PR #667, opened 2020-01-06
Update remotecontrol layout

Nickbert7:
I have changed the layout of the remote control buttons (bigger on mobile devices) and moved them into a collapse

Old mobile
image

New mobile
image
image

Old desktop
image

New desktop
image

image

### DIFF
--- a/src/components/remotecontrol/remotecontrol.css
+++ b/src/components/remotecontrol/remotecontrol.css
@@ -18,23 +18,23 @@
 }
 
 .btnArrowUp{
-border-radius: 40% 40% 10% 10%;
+    border-radius: 40% 40% 10% 10%;
 }
 
 .btnArrowLeft{
-border-radius: 40% 10% 10% 40%;
+    border-radius: 40% 10% 10% 40%;
 }
 
 .btnArrowRight{
-border-radius: 10% 40% 40% 10%;
+    border-radius: 10% 40% 40% 10%;
 }
 
 .btnArrowDown{
-border-radius: 10% 10% 40% 40%;
+    border-radius: 10% 10% 40% 40%;
 }
 
 .btnOk{
-border-radius: 10%;
+    border-radius: 10%;
 }
 
 .nowPlayingPageTitle {
--- a/src/components/remotecontrol/remotecontrol.css
+++ b/src/components/remotecontrol/remotecontrol.css
@@ -12,11 +12,6 @@
     text-align: center
 }
 
-.btnArrowUp, .btnArrowLeft, .btnArrowRight, .btnArrowDown, .btnOk{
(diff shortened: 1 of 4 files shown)


src/components/remotecontrol/remotecontrol.css
```diff
@@ -12,6 +12,31 @@
     text-align: center
 }
 
+.btnArrowUp, .btnArrowLeft, .btnArrowRight, .btnArrowDown, .btnOk{
+    border: 2.7px solid rgba(255, 255, 255, .6);
+    background-color: rgba(0, 0, 0, .5);
+}
+
+.btnArrowUp{
+border-radius: 40% 40% 10% 10%;
```
JustAMan: I think we want indentation here and in similar places

src/components/remotecontrol/remotecontrol.js
```diff
@@ -215,7 +215,7 @@ define(["browser", "datetime", "backdrop", "libraryBrowser", "listView", "imageL
                 context.querySelector(".sendTextSection").classList.add("hide");
             }
 
-            if (!currentPlayer.isLocalPlayer) {
+            if (-1 != supportedCommands.indexOf("MoveUp" || "MoveDown" || "MoveRight" || "MoveRight" || "MoveLeft" || "Select" || "Back" || "ToggleContextMenu" || "GoToSearch" || "GoToSettings" || "GoHome") && !currentPlayer.isLocalPlayer) {
```
JustAMan: are you sure this is doing what you think it does? :)
to me it seems you're actually only checking for `.indexOf("MoveUp")` ;)

JustAMan:
Disagreed. We _already_ have those buttons, making them bigger on mobile is good for UX.

dkanada:
It's not about making them bigger, it's the style itself.

src/components/remotecontrol/remotecontrol.js
Nickbert7: Hm, yes it seems you're right... 😒
Do you have a hint for me how do solve it without checking for them seperate?
Or should I just keep the collapse visible with only disabled buttons?

I found out that I dont have to hide each button, they get disabled if not supported:
image

Nickbert7:
I thought on getting them similar to the play button on the mobile layout.
image

dkanada:
Ah, I was actually migrating the play buttons to a flat style. You can see the one I added on the media cards with no border and a nice transition effect.

Nickbert7:
Ok, I'll have a look on it tomorrow or next week.
Maybe I should also check some other remote control apps to get some impressions.

Nickbert7:
I have removed the border and use the color of the submit button now
image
++++++
Work item: Look through the entries above and find each line where the word "disabled" occurs; copy those lines.

Result of this exercise:
Or should I just keep the collapse visible with only disabled buttons?
I found out that I dont have to hide each button, they get disabled if not supported:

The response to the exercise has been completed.